#### [Supplied data]
┄┄┄┄┄┄
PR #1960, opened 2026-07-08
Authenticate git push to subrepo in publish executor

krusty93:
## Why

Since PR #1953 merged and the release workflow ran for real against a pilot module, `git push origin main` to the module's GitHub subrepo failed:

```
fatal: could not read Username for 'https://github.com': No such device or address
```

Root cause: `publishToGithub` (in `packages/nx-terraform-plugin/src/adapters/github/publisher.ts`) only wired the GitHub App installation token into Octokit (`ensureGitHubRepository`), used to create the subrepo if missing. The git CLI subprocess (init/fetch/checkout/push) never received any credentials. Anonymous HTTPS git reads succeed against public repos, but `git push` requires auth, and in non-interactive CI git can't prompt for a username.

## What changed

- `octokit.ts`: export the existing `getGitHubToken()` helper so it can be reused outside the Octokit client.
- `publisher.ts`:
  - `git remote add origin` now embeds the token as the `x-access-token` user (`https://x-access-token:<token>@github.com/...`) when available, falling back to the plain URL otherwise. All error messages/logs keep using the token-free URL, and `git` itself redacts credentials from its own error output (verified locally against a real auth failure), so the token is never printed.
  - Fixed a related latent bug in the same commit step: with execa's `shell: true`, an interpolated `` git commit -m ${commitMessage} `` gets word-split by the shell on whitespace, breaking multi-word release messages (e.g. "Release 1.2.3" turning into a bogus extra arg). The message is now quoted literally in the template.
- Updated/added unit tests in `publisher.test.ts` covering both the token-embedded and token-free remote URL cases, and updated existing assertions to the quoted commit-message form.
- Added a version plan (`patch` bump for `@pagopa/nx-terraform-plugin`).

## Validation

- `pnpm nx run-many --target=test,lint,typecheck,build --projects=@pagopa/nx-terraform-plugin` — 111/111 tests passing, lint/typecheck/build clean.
┄┄┄┄┄┄
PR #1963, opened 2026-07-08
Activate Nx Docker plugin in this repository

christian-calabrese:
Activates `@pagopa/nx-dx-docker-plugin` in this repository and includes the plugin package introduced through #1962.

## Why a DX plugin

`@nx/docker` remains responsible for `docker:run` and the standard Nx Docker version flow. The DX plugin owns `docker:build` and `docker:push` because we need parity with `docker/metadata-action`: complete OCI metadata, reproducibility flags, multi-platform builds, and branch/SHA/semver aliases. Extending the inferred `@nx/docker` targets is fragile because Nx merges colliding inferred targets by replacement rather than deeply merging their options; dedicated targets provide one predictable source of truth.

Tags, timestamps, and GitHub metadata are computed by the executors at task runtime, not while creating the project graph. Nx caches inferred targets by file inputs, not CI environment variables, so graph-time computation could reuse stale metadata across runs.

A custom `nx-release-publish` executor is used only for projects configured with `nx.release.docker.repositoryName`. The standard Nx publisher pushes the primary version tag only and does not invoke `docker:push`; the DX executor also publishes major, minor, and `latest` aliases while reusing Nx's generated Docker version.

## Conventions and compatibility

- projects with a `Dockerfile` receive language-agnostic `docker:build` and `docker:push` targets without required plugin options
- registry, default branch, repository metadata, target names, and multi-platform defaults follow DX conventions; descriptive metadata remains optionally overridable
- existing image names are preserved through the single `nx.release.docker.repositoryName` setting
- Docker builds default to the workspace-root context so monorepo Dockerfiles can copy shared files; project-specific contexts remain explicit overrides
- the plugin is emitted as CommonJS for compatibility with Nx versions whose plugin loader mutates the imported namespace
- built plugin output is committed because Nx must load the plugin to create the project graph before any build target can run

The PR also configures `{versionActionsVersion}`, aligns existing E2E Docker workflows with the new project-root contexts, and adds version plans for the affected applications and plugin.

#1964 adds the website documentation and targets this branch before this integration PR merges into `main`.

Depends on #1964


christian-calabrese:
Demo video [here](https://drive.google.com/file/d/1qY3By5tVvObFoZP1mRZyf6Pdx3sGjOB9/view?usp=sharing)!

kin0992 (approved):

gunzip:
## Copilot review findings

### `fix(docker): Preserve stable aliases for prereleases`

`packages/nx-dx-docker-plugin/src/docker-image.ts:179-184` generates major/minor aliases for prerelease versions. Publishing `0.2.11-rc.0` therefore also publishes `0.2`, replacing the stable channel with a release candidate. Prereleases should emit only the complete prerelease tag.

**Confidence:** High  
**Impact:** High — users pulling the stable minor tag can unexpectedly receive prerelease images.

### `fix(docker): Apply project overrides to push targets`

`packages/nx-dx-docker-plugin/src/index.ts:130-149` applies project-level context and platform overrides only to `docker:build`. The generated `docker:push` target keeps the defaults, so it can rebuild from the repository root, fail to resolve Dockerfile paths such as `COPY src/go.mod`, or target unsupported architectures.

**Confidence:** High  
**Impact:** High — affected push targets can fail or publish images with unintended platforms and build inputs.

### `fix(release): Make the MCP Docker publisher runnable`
┄┄┄┄┄┄
#### [To do]
Look above for the line holding "- registry, default" and the line holding "- existing image", then output exactly those two lines and every line between them, nothing more.

#### [Solution below]
- registry, default branch, repository metadata, target names, and multi-platform defaults follow DX conventions; descriptive metadata remains optionally overridable
- existing image names are preserved through the single `nx.release.docker.repositoryName` setting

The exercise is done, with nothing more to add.